Your assignment
Match the string "into" against each line below, and copy every line that matches.

Saved entries
PR #6318, opened 2021-02-04
Metrics combination API supports abandoning results

kezhenxu94:
- [x] If this pull request closes/resolves/fixes an existing issue, replace the issue number. Related #6183 .

### DIFF
--- a/oap-server/server-core/src/main/java/org/apache/skywalking/oap/server/core/analysis/metrics/Metrics.java
+++ b/oap-server/server-core/src/main/java/org/apache/skywalking/oap/server/core/analysis/metrics/Metrics.java
@@ -56,7 +56,7 @@ public abstract class Metrics extends StreamData implements StorageData {
      * Merge the given metrics instance, these two must be the same metrics type.
      *
      * @param metrics to be merged
-     * @return {@code true} if the combined metrics should be continuously processed, {@code false} it should be abandoned.
+     * @return {@code true} if the combined metrics should be continuously processed. {@code false} means it should be abandoned, and the implementation needs to keep the data unaltered in this case.
      */
     public abstract boolean combine(Metrics metrics);
 
--- a/oap-server/server-core/src/main/java/org/apache/skywalking/oap/server/core/analysis/metrics/Metrics.java
+++ b/oap-server/server-core/src/main/java/org/apache/skywalking/oap/server/core/analysis/metrics/Metrics.java
@@ -56,8 +56,9 @@ public abstract class Metrics extends StreamData implements StorageData {
      * Merge the given metrics instance, these two must be the same metrics type.
      *
      * @param metrics to be merged
+     * @return {@code true} if the combined metrics should be continuously processed, {@code false} it should be abandoned.
      */
-    public abstract void combine(Metrics metrics);
+    public abstract boolean combine(Metrics metrics);
 
     /**
      * Calculate the metrics final value when required.
--- a/oap-server/server-core/src/main/java/org/apache/skywalking/oap/server/core/analysis/worker/MetricsPersistentWorker.java
+++ b/oap-server/server-core/src/main/java/org/apache/skywalking/oap/server/core/analysis/worker/MetricsPersistentWorker.java
@@ -174,7 +174,10 @@ public class MetricsPersistentWorker extends PersistenceWorker<Metrics> {
                     /*
                      * Merge metrics into cachedMetrics, change only happens inside cachedMetrics.
                      */
-                    cachedMetrics.combine(metrics);
+                    final boolean isAbandoned = !cachedMetrics.combine(metrics);
+                    if (isAbandoned) {
+                        continue;
+                    }
                     cachedMetrics.calculate();
                     prepareRequests.add(metricsDAO.prepareBatchUpdate(model, cachedMetrics));
                     nextWorker(cachedMetrics);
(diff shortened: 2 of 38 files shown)


oap-server/server-core/src/main/java/org/apache/skywalking/oap/server/core/analysis/worker/MetricsPersistentWorker.java
```diff
@@ -174,21 +175,25 @@ private void flushDataToStorage(List<Metrics> metricsList,
...
                      */
-                    cachedMetrics.combine(metrics);
-                    cachedMetrics.calculate();
-                    prepareRequests.add(metricsDAO.prepareBatchUpdate(model, cachedMetrics));
-                    nextWorker(cachedMetrics);
+                    isAbandoned = !cachedMetrics.combine(metrics);
+                    if (isAbandoned) {
+                        cachedMetrics.calculate();
+                        prepareRequests.add(metricsDAO.prepareBatchUpdate(model, cachedMetrics));
+                        nextWorker(cachedMetrics);
```
wu-sheng, line 182: Should be add `else continue` here, rather than adding `if (!isAbandoned) ` at L190?

oap-server/server-core/src/main/java/org/apache/skywalking/oap/server/core/analysis/worker/MetricsPersistentWorker.java
```diff
@@ -174,21 +175,25 @@ private void flushDataToStorage(List<Metrics> metricsList,
                     /*
                      * Merge metrics into cachedMetrics, change only happens inside cachedMetrics.
                      */
-                    cachedMetrics.combine(metrics);
-                    cachedMetrics.calculate();
-                    prepareRequests.add(metricsDAO.prepareBatchUpdate(model, cachedMetrics));
-                    nextWorker(cachedMetrics);
+                    isAbandoned = !cachedMetrics.combine(metrics);
+                    if (isAbandoned) {
```
wu-sheng, line 179:
```suggestion
                    if (!isAbandoned) {
```
Is this reverse?

wu-sheng: Or should we see `if isBandoned; continue`?

wu-sheng: This should make the metrics never updated again, from my reading.

kezhenxu94: > Or should we see `if isBandoned; continue`?

🤦🏻‍♂️ my stupid mistake, fixed

oap-server/server-core/src/main/java/org/apache/skywalking/oap/server/core/analysis/metrics/Metrics.java
```diff
@@ -56,8 +56,9 @@
      * Merge the given metrics instance, these two must be the same metrics type.
      *
      * @param metrics to be merged
+     * @return {@code true} if the combined metrics should be continuously processed, {@code false} it should be abandoned.
```
wu-sheng, line 59:
```suggestion
     * @return {@code true} if the combined metrics should be continuously processed. {@code false} means it should be abandoned, and keep the data unaltered in this case.
```
I add a little more to the comments, from my code reading, if the change has been made, the data will still flush into the database eventually.

wu-sheng: Also, I feel the data in the cache has refreshed repeatedly into database even without change, could you recheck about this too? If so, we need to fix that in another PR, which should be able to reduce the database load.

wu-sheng (approved):

oap-server/server-core/src/main/java/org/apache/skywalking/oap/server/core/analysis/metrics/Metrics.java
wu-sheng: > Also, I feel the data in the cache has refreshed repeatedly into database even without change, could you recheck about this too? If so, we need to fix that in another PR, which should be able to reduce the database load.

@kezhenxu94 ⬆️ What do you think about this?

kezhenxu94: Because only limited `Event` data falls into this case, this may be not a big problem for now. Anyway, let me check and think about how to deal with this

wu-sheng: I don't mean the change you made, I mean for all metrics, if the metrics exist in the cache, even no update, they are keeping being updated periodly.

kezhenxu94: > I don't mean the change you made, I mean for all metrics, if the metrics exist in the cache, even no update, they are keeping being updated periodly.

OK I mistakenly thought you only referred to the "abandoned" metrics, it makes sense to me now, I'll check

Answer to this problem
                      * Merge metrics into cachedMetrics, change only happens inside cachedMetrics.
                      * Merge metrics into cachedMetrics, change only happens inside cachedMetrics.
I add a little more to the comments, from my code reading, if the change has been made, the data will still flush into the database eventually.
wu-sheng: Also, I feel the data in the cache has refreshed repeatedly into database even without change, could you recheck about this too? If so, we need to fix that in another PR, which should be able to reduce the database load.
wu-sheng: > Also, I feel the data in the cache has refreshed repeatedly into database even without change, could you recheck about this too? If so, we need to fix that in another PR, which should be able to reduce the database load.
kezhenxu94: Because only limited `Event` data falls into this case, this may be not a big problem for now. Anyway, let me check and think about how to deal with this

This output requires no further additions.